我在那平臺之前徘徊,而此刻那些傭兵們的屍體開始腐爛,發出輕微的惡臭。我用一個法術了火化了它們,然後下定了決心。
這是一個機會……一個證實我的推斷的機會。羅格奧就在我的身邊,拉扯着我的衣角。平臺之下的那種力量危險而不可測,不能被我的主觀意志所左右,我要用它來證明我們那個誓約的價值。
於是我謹慎地挑選了一個法術,將其作用在由岩石堆砌而成的平臺上。高等魔法“時光流逝”的力量開始在那些堅硬的物體上顯現,岩石的表面逐漸變得斑駁而脆弱。又過了二十分鐘,岩石上開始出現細小的裂縫,並且無法保持它們的形態,化爲一攤沙石。隨後它們轟然落下——原來下面是一個空洞。
我在此之前一直保持着戒備的姿態,直到那洞口的灰塵消散,才小心地走了過去向下張望……然而我失望了。下面是一個不知有多深的隧道,直上直下,沒有任何可以攀爬的部分。這隧道的洞壁同樣用那種堅硬的材質構成,我點燃了一個火把丟下去,直到火光消失在黑暗裡,也沒有聽到落地的聲響。
“諸神在上,這裡一定通向無底深淵!”愷薩在一邊自言自語,而我沉默了一會,轉身走開了。
這似乎並不是一個壞結果……我無法找到那種力量,其他人更無法找到。一種無法被控制的東西出現在這世界上總不是好事,我該慶幸它們被 掩藏得如此之深。我捏着手中那沉甸甸的小東西,考慮了一會要不要將它丟進深坑裡,最後還是放棄了那個念頭。
這裡對我的吸引力已經不如從前的幾天了。我想要儘快回到地面上,然後趕去博地艮行省的東南部,想要去那個我從前一直刻意迴避的地方……曾經的米蓮娜.馬第爾的居所。
爲了保險,我們沿着原路返回。走進另一條隧道的時候再一次看到了那兩隻石像鬼——它們現在重新變成了石雕,忠實地守衛在牆壁前面。
然後我們登上長長的階梯,越過階梯上的缺口,最終回到了地面。這時已經是夜裡了,天空的星辰稀疏,空氣清爽。
進入陵墓之前戰士們將戰馬拴在了一些大塊的藍寶石上。但那四十多匹戰馬此刻只剩下了七匹——其他的馬兒都因爲飢餓掙脫繮繩跑掉了。然而我們的確已經用不着這麼多的馬匹,甚至也用不着那些裝載着武器與盔甲的平板車了。我們在離開陵墓的時候帶出了不少寶石,在日後需要金錢的時候還可回來從這裡得到更多的財富。
三個人乘着三匹馬輕身上路,另外三匹用作換乘。羅奧格則坐在愷薩的懷裡——我一點兒都不擔心他受到傷害……實際上這世界之中大概也沒什麼力量能夠傷害到他了。
臨行的時候我在安德烈與愷薩的幫助下佈置了一個法陣,讓陵墓的周圍呈現出一片枯黃的森林的幻象,同時散發出令人從心裡感到畏懼的氣息。
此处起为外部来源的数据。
PR #997, opened 2017-04-25
Tests for RegExp dotAll proposal

littledan:
Proposal from @mathiasbynens at

https://tc39.github.io/proposal-regexp-dotall-flag/

https://github.com/tc39/proposal-regexp-dotall-flag

These tests are mostly by @schuay . They pass on V8 with an experimental flag.


mathiasbynens:
Let’s update the commit message URL to https://github.com/mathiasbynens/es-regexp-dotall-flag so that it still works after the repo is moved (https://github.com/mathiasbynens/es-regexp-dotall-flag/issues/7). (I’ll try to do that later today.)

schuay:
Thanks alot for these!

anba:
Possible things we could also test:
- Position of "s" in string returned from RegExp.p.flags getter
- Duplicate "s" in regexp-literal and calls to RegExp and RegExp.p.compile throw SyntaxErrors
- `new RegExp("", "gimsuy")` (and `new RegExp().compile("", "gimsuy")`) works (https://chromium.googlesource.com/v8/v8.git/+/84dc8ed4c3e6c8c1e3005b2d2445c64328b139a4/src/objects.cc#16234 😉 )

schuay:
@anba nice catch, fixed here: https://codereview.chromium.org/2841633004/

littledan:
Added more tests that @anba suggested.

test/built-ins/RegExp/prototype/dotAll/this-val-invalid-obj.js
```diff
@@ -0,0 +1,29 @@
...
+assert.throws(TypeError, function() {
+  dotAll.call({});
+}, 'ordinary object');
+
+assert.throws(TypeError, function() {
+  dotAll.call([]);
+}, 'array exotic object');
+
+assert.throws(TypeError, function() {
+  dotAll.call(arguments);
```
leobalter: why arguments? This is already an Object. Maybe it would be better replacing it with `RegExp` itself or even better: [`RegExp.prototype`](https://tc39.github.io/ecma262/#sec-properties-of-the-regexp-prototype-object) that explicitly doesn't have any RegExp internals.

test/built-ins/RegExp/prototype/dotAll/this-val-non-obj.js
```diff
@@ -0,0 +1,40 @@
...
+    1. Let R be the this value.
+    2. If Type(R) is not Object, throw a TypeError exception.
+features: [Symbol, regexp-dotall]
+---*/
+
+var dotAll = Object.getOwnPropertyDescriptor(RegExp.prototype, 'dotAll').get;
+
+assert.throws(TypeError, function() {
+  dotAll.call(undefined);
+});
```
leobalter: as the `this-val-invalid-obj.js` file, this could use messages for each assertion

test/built-ins/RegExp/prototype/dotAll/this-val-regexp-prototype.js
```diff
@@ -0,0 +1,18 @@
...
+  1. Let R be the this value.
+  2. If Type(R) is not Object, throw a TypeError exception.
+  3. If R does not have an [[OriginalFlags]] internal slot, then
+     a. If SameValue(R, %RegExpPrototype%) is true, return undefined.
+features: [regexp-dotall]
+---*/
+
+var get = Object.getOwnPropertyDescriptor(RegExp.prototype, 'dotAll').get;
+
+assert.sameValue(get.call(RegExp.prototype), undefined);
```
leobalter: this test is invalid.

test/built-ins/RegExp/prototype/flags/order.js
```diff
@@ -0,0 +1,28 @@
+// Copyright (C) 2017 the V8 project authors. All rights reserved.
+// This code is governed by the BSD license found in the LICENSE file.
+/*---
+es6id: 21.2.5.3
```
leobalter: we should use `esid`. We can use `es6id` as an extra but only if all the assertions in this file are valid for ES6. That's not the case.

test/built-ins/RegExp/dotall/with-dotall.js
```diff
@@ -0,0 +1,53 @@
...
+    3. Call CharacterSetMatcher(A, false) and return its Matcher result.
+
+esid: sec-atom
+features: [regexp-dotall]
+---*/
+
+// DotAll '.' behavior.
+{
+  let re = /^.$/s;
+  assert.sameValue(true, re.test("a"));
```
leobalter: this is weird. `true` should be the expected value as `assert.sameValue(actual, expected);` This format breaks convention.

那些藍寶石的碎片使得這個臨時的簡易法陣威力更強,加之這裡原本就是人煙稀少的荒涼地帶,至少在幾個月的時間裡都不會再有人發現這個巨大的秘密了。
我們一路南行,彼此很少談話。遇到沿路的住民的時候,我會詢問他們進來是否有大事發生。然而唯一稱得上是“大事”的只有十幾天前發生在塔米拉行省西北部的一場地震……至於我關心的消息,例如王都附近是否有大人物死去,則沒有聽到半點兒傳聞。
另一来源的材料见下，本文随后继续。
PR #998, opened 2017-04-25
RegExp named group tests

littledan:
Tests against the Stage 3 named capture groups proposal
https://tc39.github.io/proposal-regexp-named-groups

These tests are mostly by @schuay, from V8's tests for the feature


test/built-ins/RegExp/named-groups/functional-replace.js
```diff
@@ -0,0 +1,154 @@
...
+  third-to-last argument
+esid: pending
+features: [regexp-named-groups]
+---*/
+
+// --- Unicode mode ---
+
+// @@replace with a callable replacement argument (no named captures).
+{
+  let result = "abcd".replace(/(.)(.)/u, (match, fst, snd, offset, str) => {
```
leobalter: the `{}` wrappers are a perfect indication these tests should be split into multiple files. There's already the description for each part.

It would be great to provide a `info` tag containing the spec parts allowing each cases. It's a valuable reference to match the validity for each assertion.

test/built-ins/RegExp/named-groups/unicode-malformed.js
```diff
@@ -0,0 +1,27 @@
+// Copyright 2017 the V8 project authors. All rights reserved.
+// This code is governed by the BSD license found in the LICENSE file.
+
+/*---
+description: Various syntax errors for Unicode RegExps containing named groups
+esid: pending
+features: [regexp-named-groups]
+---*/
+
+assert.throws(SyntaxError, () => eval("/(?<>a)/u"), "Empty name");
```
leobalter: +1 for each assertion message.

test/built-ins/RegExp/named-groups/non-unicode-property-names.js
```diff
@@ -0,0 +1,45 @@
...
+features: [regexp-named-groups]
+includes: [compareArray.js]
+---*/
+
+assert.sameValue("a", /(?<π>a)/.exec("bab").groups.π);
+assert.throws(SyntaxError, () => eval('/(?<\\u{03C0}>a)/'), "\\u{} escapes allowed only in Unicode mode");
+assert.sameValue("a", /(?<π>a)/.exec("bab").groups.\u03C0);
+assert.sameValue("a", /(?<$>a)/.exec("bab").groups.$);
+assert.sameValue("a", /(?<_>a)/.exec("bab").groups._);
+assert.sameValue("a", /(?<$𐒤>a)/.exec("bab").groups.$𐒤);
```
anba: This should be an early syntax error, because 𐒤 is parsed as two separate code units in non-Unicode mode. 

https://tc39.github.io/ecma262/#sec-pattern-semantics
> If a BMP pattern contains a non-BMP SourceCharacter the entire pattern is encoded using UTF-16 and the individual code units of that encoding are used as the elements of the List.

test/built-ins/RegExp/named-groups/functional-replace.js
littledan: OK, I broke up some tests further and added an info tag to some tests.

test/built-ins/RegExp/named-groups/non-unicode-property-names.js
littledan: @anba Good catch; do you think we should enforce this, or change RegExpIdentifierStart and RegExpIdentifierContinue to allow surrogate pairs?

anba: If we allow 𐒤 in BMP patterns, we probably also need to allow `\ud801\udca4` (and maybe even `\u{104a4}`) for consistency reasons, because it'd strange to accept a surrogate pair only if it's written in non-escaped form. (If we want to keep it simple, we can forbid 𐒤 for the time being, and if there's any user demand, we can later revisit this decision and allow 𐒤. This won't cause any compatibility issues, because we'd only change an error into a non-error.)

littledan: OK, fixed the test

這個時代的信息流通並不順暢,依靠的大多是旅行在各個村落之間的商人……我的確是心急了一些。
現在已經快到秋月中旬了,距離迪妮莎到達王都似乎還有六十多天的時間,我已經爲即將到來的劇變做好了一點兒準備,但還遠遠不夠。
安德烈與愷薩似乎還沉浸在對那些朋友的懷念當中,我甚至可以推測到他們的心裡對我還有隱約的怨恨。正是我將他們帶進了陵墓並導致了大多數人永遠地留在了那裡。強尼生前所說的話似乎沒錯……我不是一個值得信任的傢伙,我會給他們帶來危險。
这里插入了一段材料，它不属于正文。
PR #999, opened 2017-04-25
Tests for RegExp lookbehind

littledan:
Thanks @hashseed for writing these tests; this patch is a simple port.

### DIFF
--- a/harness/compareArray.js
+++ b/harness/compareArray.js
@@ -13,3 +13,17 @@ function compareArray(a, b) {
   return true;
 }
 
+assert.compareArray = function(actual, expected, message) {
+  if (compareArray(actual, expected)) return;
+
+
+  if (message === undefined) {
+    message = '';
+  } else {
+    message += ' ';
+  }
+
+  message += 'Expected SameValue(«' + String(actual) + '», «' + String(expected) + '») to be true';
+
+  $ERROR(`${message}${message === undefined ? '' : ' '}Expected the arrays [${actual}] to have the same contents as [${expected}]`);
+}
--- a/harness/compareArray.js
+++ b/harness/compareArray.js
@@ -14,16 +14,6 @@ function compareArray(a, b) {
 }
 
 assert.compareArray = function(actual, expected, message) {
-  if (compareArray(actual, expected)) return;
-
-
-  if (message === undefined) {
-    message = '';
-  } else {
-    message += ' ';
-  }
-
-  message += 'Expected SameValue(«' + String(actual) + '», «' + String(expected) + '») to be true';
-
-  $ERROR(`${message}${message === undefined ? '' : ' '}Expected the arrays [${actual}] to have the same contents as [${expected}]`);
+  assert(compareArray(actual, expected),
+         `Expected [${actual.join(", ")}] and [${expected.join(", ")}] to have the same contents. ${message}`);
 }
--- a/test/built-ins/RegExp/lookbehind.js
+++ b/test/built-ins/RegExp/lookbehind.js
@@ -1,0 +1,169 @@
+// Copyright (C) 2017 the V8 project authors. All rights reserved.
+// This code is governed by the BSD license found in the LICENSE file.
+
+/*---
+esid: sec-assertion
+description: Test RegExp lookbehind
+info: |
+    The production Assertion :: (?<=Disjunction) evaluates as follows:
+      1. Evaluate Disjunction with -1 as its direction argument to obtain a Matcher m.
+      2. Return an internal Matcher closure that takes two arguments, a State x and a Continuation
+         c, and performs the following steps:
+        a. Let d be a Continuation that always returns its State argument as a successful MatchResult.
+        b. Call m(x, d) and let r be its result.
+        c. If r is failure, return failure.
+        d. Let y be r's State.
+        e. Let cap be y's captures List.
+        f. Let xe be x's endIndex.
+        g. Let z be the State (xe, cap).
+        h. Call c(z) and return its result.
+features: [regexp-lookbehind]
+includes: [compareArray.js]
+---*/
+
+// Simple fixed-length matches.
+assert.compareArray(["a"], "a".match(/^.(?<=a)/));
+assert.sameValue(null, "b".match(/^.(?<=a)/));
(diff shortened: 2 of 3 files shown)


test/built-ins/RegExp/lookbehind.js
```diff
@@ -0,0 +1,169 @@
...
+assert.sameValue(null, "foooo".match(/"^foooo(?<=^o*)$/));
+assert.compareArray(["foo"], "foo".match(/^foo(?<=^fo+)$/));
+assert.compareArray(["foooo"], "foooo".match(/^foooo(?<=^fo*)/));
+assert.compareArray(["foo", "f"], "foo".match(/^(f)oo(?<=^\1o+)$/));
+assert.compareArray(["foo", "f"], "foo".match(/^(f)oo(?<=^\1o+)$/i));
+assert.compareArray(["foo\u1234", "f"], "foo\u1234".match(/^(f)oo(?<=^\1o+).$/i));
+assert.compareArray(["def"], "abcdefdef".match(/(?<=^\w+)def/));
+assert.compareArray(["def", "def"], "abcdefdef".match(/(?<=^\w+)def/g));
+
+// Word boundary matches.
```
leobalter: splitting these tests in multiple files help identifying the purpose of each one.

Plus, it helps identifying multiple aspects.

test/built-ins/RegExp/lookbehind.js
```diff
@@ -0,0 +1,169 @@
...
+assert.sameValue(null, "foo".match(/^foo(?<!foo)$/));
+assert.sameValue(null, "foo".match(/^f.o(?<!foo)$/));
+assert.compareArray(["fno"], "fno".match(/^f.o(?<!foo)$/));
+assert.compareArray(["foooo"], "foooo".match(/^foooo(?<=fo+)$/));
+assert.compareArray(["foooo"], "foooo".match(/^foooo(?<=fo*)$/));
+assert.compareArray(["abc", "abc"], /(abc\1)/.exec("abc"));
+assert.compareArray(["abc", "abc"], /(abc\1)/.exec("abc\u1234"));
+assert.compareArray(["abc", "abc"], /(abc\1)/i.exec("abc"));
+assert.compareArray(["abc", "abc"], /(abc\1)/i.exec("abc\u1234"));
+var oob_subject = "abcdefghijklmnabcdefghijklmn".substr(14);
```
leobalter: why not use `"abcdefghijklmn"`?

leobalter:
lookBehing is in stage 3, so this PR has blocker other than the review feedback.

test/built-ins/RegExp/lookbehind.js
littledan: Many JS implementations use a sort of virtual slice for situations like this, without copying. This test verifies that such implementations don't make the mistake of allowing lookbehind to go beyond the start of the string.

harness/compareArray.js
```diff
@@ -13,3 +13,17 @@ function compareArray(a, b) {
...
+
+  if (message === undefined) {
+    message = '';
+  } else {
+    message += ' ';
+  }
+
+  message += 'Expected SameValue(«' + String(actual) + '», «' + String(expected) + '») to be true';
+
+  $ERROR(`${message}${message === undefined ? '' : ' '}Expected the arrays [${actual}] to have the same contents as [${expected}]`);
```
littledan: Gah, I meant to delete those lines in the middle!

Changed as suggested.

test/built-ins/RegExp/lookbehind.js
littledan: Would splitting up the tests help more than the comments in the test file helps? The tests in a particular file are all getting at the same bit of spec text.

test/built-ins/RegExp/lookbehind.js
leobalter: If the idea is catching very specific behaviors, that's why I insist we should have split files.

At least a comment explaining this, otherwise the `substr` seems completely unnecessary for the purpose of testing the final value in `oob_subject`

rwaldron: @littledan ...

> Many JS implementations use a sort of virtual slice for situations like this, without copying. This test verifies that such implementations don't make the mistake of allowing lookbehind to go beyond the start of the string.

With respect, I have a hard time believing that the code you're referring to is actually doing what you claim it's doing.

hashseed: Since this test originates from V8, this targets V8's sliced strings, which are used for substrings above a length of 13 characters. I wrote this test for exactly the reason @littledan mentioned. That's why the variable name is called oob_subject. The underlying string backing store extends beyond the actual boundary of the sliced string.

leobalter: I only need some sort of description like a comment - it's better in a separate file - otherwise this can be removed in any further maintenance because it's implementation specific and I can't observe the behavior from the specs.

rwaldron: Ok, so it's a purely V8 implementation specific issue? If that's the case, and it's not testing anything that's actually observable per spec, then it falls in one of the following: 

1. Doesn't belong here.
3. Belongs in a special "shame" file.

rwaldron: Honestly, this is like saying that test262 should start supporting V8's testing macros.

leobalter:
I'll get this fixed

test/built-ins/RegExp/lookbehind.js
hashseed: I agree that that part should be removed.

I don't feel really strongly about this, and I think neither does @littledan. He simply adapted the tests I wrote while implementing lookbehind for V8 because that is more convenient than coming up with ones from scratch. It's not like we are trying to force them into test262.

littledan: I disagree that we should have such a high bar for getting test262 tests in, that we shouldn't have tests that target possible bug sources. If it is a test that's correct according to the spec, is it really creating such a big maintenance burden? I bet V8 isn't the only engine to treat strings like this either--this is likely useful for other engines too. Having such strict requirements for tests just discourages contributions and gives us all less test coverage.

這場無趣而沉悶的旅行持續了將近九天,然後我們再次走出了荒涼的叢林,道路的兩邊開始有大片農田出現……依照先前那個居住在叢林中的獵人所說,這裡就應該是馬第爾家在博地艮行省的封地了。
此時有不少農民在收割田地。因爲按照慣例,北歐瑞的第一場雪應該會在三十天之後到來。他們在勞作之餘直起腰眺望我這些裝束奇特的旅人,然後再次忙於自己的事情。看起來這裡似乎比較繁榮,至少不會像我們經過的那些村莊一樣,幾乎一輩子沒有見過陌生人的村民們會驚懼地躲進家中,然後從木質窗戶的縫隙裡窺視我們。
我們在路邊的一處小小旅館旁邊下了馬。之所以會用到“旁邊”這個詞,是因爲這個“旅館”實際上只有三張桌子和一個用大塊的石頭壘起來的竈臺。一個肥胖而快活的中年主婦佔子竈臺後面在一個木盆裡攪拌着一些疑爲“食物”的東西,然後向我們露出笑臉並且傾斜木盆展示她的美食。安德烈皺了皺眉頭,拒絕了這些即便是一個傭兵都不想下嚥的食物,而後爲我和羅格奧要了兩杯清水,爲自己的愷薩要了兩杯渾濁的蘋果酒。
我在那女人端上木頭杯子的時候微笑着問她:“怎麼會在這裡開……旅館?這周圍可都是農田,農田裡都是農夫。”